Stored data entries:

PR #642, opened 2022-09-12
More detail on installing Degit

sosensible:
I was not sure if this was something that was installed or not on its own. Then today, after speaking on this, the same question is coming from others.

### DIFF
--- a/content/intro-to-storybook/vue/en/get-started.md
+++ b/content/intro-to-storybook/vue/en/get-started.md
@@ -11,7 +11,7 @@ Storybook runs alongside your app in development mode. It helps you build UI com
 
 ## Set up Vue Storybook
 
-We'll need to follow a few steps to get the build process set up in our environment. To start with, we want to use [degit](https://github.com/Rich-Harris/degit) to set up our build system. Using this package, you can download "templates" (partially built applications with some default configuration) to help you fast track your development workflow.
+We'll need to follow a few steps to get the build process set up in our environment. To start with, we want to use [degit](https://github.com/Rich-Harris/degit) to set up our build system. Using this package, you can download "templates" (partially built applications with some default configuration) to help you fast track your development workflow. (If you don't have [degit](https://github.com/Rich-Harris/degit) installed, follow the link to install it.)
 
 Let’s run the following commands:
 


jonniebigodes:
@sosensible, thanks for taking the time and effort to create this pull request and helping us improve our tutorials. To give you a bit of context, running `npx somepackage` does not install the package but instead downloads it, caches it, and executes it. You can read more about it [here](https://nodejs.dev/en/learn/the-npx-nodejs-package-runner/). We went with this approach to avoid having our readers install another package just to get started with the tutorial, or having them go through the process of forking the template repo, cloning it, and running it on their machines and inadvertently having them push a pr against the template repo owned by Chromatic which could cause some confusion. 

One thing that we could do is clarify what the command actually does, and should the reader wants to install it is up to them.

What do you think? Sounds good to you?

Hope you have a great week.

Stay safe

sosensible:
I think we need fresh eyes to answer the question, first pass users. I
don't have fresh ones ATM... but will stay alert as more jump in.

Also, I will be submitting some fixes to the VUEX implementation. I had to
debug and fix that when I went through the turorial.

*John Farrar*
*SOSApps*
*Servant Oriented Software*

jonniebigodes:
Totally agree with you on the fresh eyes. And please do. Looking forward to seeing the changes to the data/screen sections where VueX comes into play. Before committing to them, are you ok with opening up an issue detailing it a bit more so that we can continue the discussion there and polish the changes so that once it's committed, it's a simple click of a button to merge them in

Looking forward to reading it.

jonniebigodes:
@sosensible, if you're ok with opening up an issue with the feedback collected here also, I wanted to let you know that we've moved away from VueX as the data provider library for Pinia as per Vue recommendations. The tutorial was updated accordingly, and please let me know if you spot any issues.

Looking forward to hearing from you.

Hope you have a great weekend.

Stay safe

jonniebigodes:
Closing this pr for now. Let me know if you still wish to work on this, and I'll gladly follow up with you on our issue tracker until we find a suitable solution that helps you go through the tutorial without any issues.


Hope you have a fantastic weekend.

Stay safe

▶ _Work order_: Repeat what the records above say. Use their exact words.

▶ _Output_:
PR #642, opened 2022-09-12
More detail on installing Degit

sosensible:
I was not sure if this was something that was installed or not on its own. Then today, after speaking on this, the same question is coming from others.

### DIFF
--- a/content/intro-to-storybook/vue/en/get-started.md
+++ b/content/intro-to-storybook/vue/en/get-started.md
@@ -11,7 +11,7 @@ Storybook runs alongside your app in development mode. It helps you build UI com
 
 ## Set up Vue Storybook
 
-We'll need to follow a few steps to get the build process set up in our environment. To start with, we want to use [degit](https://github.com/Rich-Harris/degit) to set up our build system. Using this package, you can download "templates" (partially built applications with some default configuration) to help you fast track your development workflow.
+We'll need to follow a few steps to get the build process set up in our environment. To start with, we want to use [degit](https://github.com/Rich-Harris/degit) to set up our build system. Using this package, you can download "templates" (partially built applications with some default configuration) to help you fast track your development workflow. (If you don't have [degit](https://github.com/Rich-Harris/degit) installed, follow the link to install it.)
 
 Let’s run the following commands:
 


jonniebigodes:
@sosensible, thanks for taking the time and effort to create this pull request and helping us improve our tutorials. To give you a bit of context, running `npx somepackage` does not install the package but instead downloads it, caches it, and executes it. You can read more about it [here](https://nodejs.dev/en/learn/the-npx-nodejs-package-runner/). We went with this approach to avoid having our readers install another package just to get started with the tutorial, or having them go through the process of forking the template repo, cloning it, and running it on their machines and inadvertently having them push a pr against the template repo owned by Chromatic which could cause some confusion. 

One thing that we could do is clarify what the command actually does, and should the reader wants to install it is up to them.

What do you think? Sounds good to you?

Hope you have a great week.

Stay safe

sosensible:
I think we need fresh eyes to answer the question, first pass users. I
don't have fresh ones ATM... but will stay alert as more jump in.

Also, I will be submitting some fixes to the VUEX implementation. I had to
debug and fix that when I went through the turorial.

*John Farrar*
*SOSApps*
*Servant Oriented Software*

jonniebigodes:
Totally agree with you on the fresh eyes. And please do. Looking forward to seeing the changes to the data/screen sections where VueX comes into play. Before committing to them, are you ok with opening up an issue detailing it a bit more so that we can continue the discussion there and polish the changes so that once it's committed, it's a simple click of a button to merge them in

Looking forward to reading it.

jonniebigodes:
@sosensible, if you're ok with opening up an issue with the feedback collected here also, I wanted to let you know that we've moved away from VueX as the data provider library for Pinia as per Vue recommendations. The tutorial was updated accordingly, and please let me know if you spot any issues.

Looking forward to hearing from you.

Hope you have a great weekend.

Stay safe

jonniebigodes:
Closing this pr for now. Let me know if you still wish to work on this, and I'll gladly follow up with you on our issue tracker until we find a suitable solution that helps you go through the tutorial without any issues.


Hope you have a fantastic weekend.

Stay safe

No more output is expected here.